Similarly, taking the union of items() in Python 3 (viewitems() in Python 2.7) will also fail when values are unhashable objects (like lists, for example). Even if your values are hashable, since sets are semantically unordered, the behavior is undefined in regards to precedence. So don"t do this:

>>> c = dict(a.items() | b.items())

This example demonstrates what happens when values are unhashable:

>>> x = {"a": []}
>>> y = {"b": []}
>>> dict(x.items() | y.items())
Traceback (most recent call last):
  File "<stdin>", line 1, in <module>
TypeError: unhashable type: "list"

Here"s an example where y should have precedence, but instead the value from x is retained due to the arbitrary order of sets:

>>> x = {"a": 2}
>>> y = {"a": 1}
>>> dict(x.items() | y.items())
{"a": 2}

Another hack you should not use:

z = dict(x, **y)

This uses the dict constructor and is very fast and memory-efficient (even slightly more so than our two-step process) but unless you know precisely what is happening here (that is, the second dict is being passed as keyword arguments to the dict constructor), it"s difficult to read, it"s not the intended usage, and so it is not Pythonic.

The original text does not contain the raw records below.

PR #2549, opened 2026-02-23
🤖 fix: auto-select full hunk when jumping with J/K

ibetitsmike:
## Summary
This PR updates immersive review hunk navigation so pressing `J` / `K` automatically selects the full target hunk range after a successful jump, making immediate comment actions operate on the whole hunk.

## Background
The intended workflow is keyboard-first review speed: after jumping hunks with `J` / `K`, the user should be ready to comment on the full hunk without manual line selection.

## Implementation
- Reverted the earlier active-hunk-outline rendering approach.
- Added a pending "select-all-on-jump" marker in immersive review state.
- On successful hunk jump (
`navigateHunk` from `J` / `K`), store the target hunk ID and switch hunks.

Here"s an example of the usage being remediated in django.

Dictionaries are intended to take hashable keys (e.g. frozensets or tuples), but this method fails in Python 3 when keys are not strings.

>>> c = dict(a, **b)
Traceback (most recent call last):
  File "<stdin>", line 1, in <module>
TypeError: keyword arguments must be strings

From the mailing list, Guido van Rossum, the creator of the language, wrote:

I am fine with declaring dict({}, **{1:3}) illegal, since after all it is abuse of the ** mechanism.

and

Apparently dict(x, **y) is going around as "cool hack" for "call x.update(y) and return x". Personally, I find it more despicable than cool.

It is my understanding (as well as the understanding of the creator of the language) that the intended usage for dict(**y) is for creating dictionaries for readability purposes, e.g.:

dict(a=1, b=10, c=11)

instead of

{"a": 1, "b": 10, "c": 11}

Response to comments

Despite what Guido says, dict(x, **y) is in line with the dict specification, which btw. works for both Python 2 and 3. The fact that this only works for string keys is a direct consequence of how keyword parameters work and not a short-coming of dict. Nor is using the ** operator in this place an abuse of the mechanism, in fact, ** was designed precisely to pass dictionaries as keywords.

Again, it doesn"t work for 3 when keys are not strings. The implicit calling contract is that namespaces take ordinary dictionaries, while users must only pass keyword arguments that are strings. All other callables enforced it. dict broke this consistency in Python 2:

>>> foo(**{("a", "b"): None})
Traceback (most recent call last):
  File "<stdin>", line 1, in <module>
TypeError: foo() keywords must be strings
>>> dict(**{("a", "b"): None})
{("a", "b"): None}

This inconsistency was bad given other implementations of Python (PyPy, Jython, IronPython). Thus it was fixed in Python 3, as this usage could be a breaking change.

I submit to you that it is malicious incompetence to intentionally write code that only works in one version of a language or that only works given certain arbitrary constraints.

More comments:

dict(x.items() + y.items()) is still the most readable solution for Python 2. Readability counts.

My response: merge_two_dicts(x, y) actually seems much clearer to me, if we"re actually concerned about readability. And it is not forward compatible, as Python 2 is increasingly deprecated.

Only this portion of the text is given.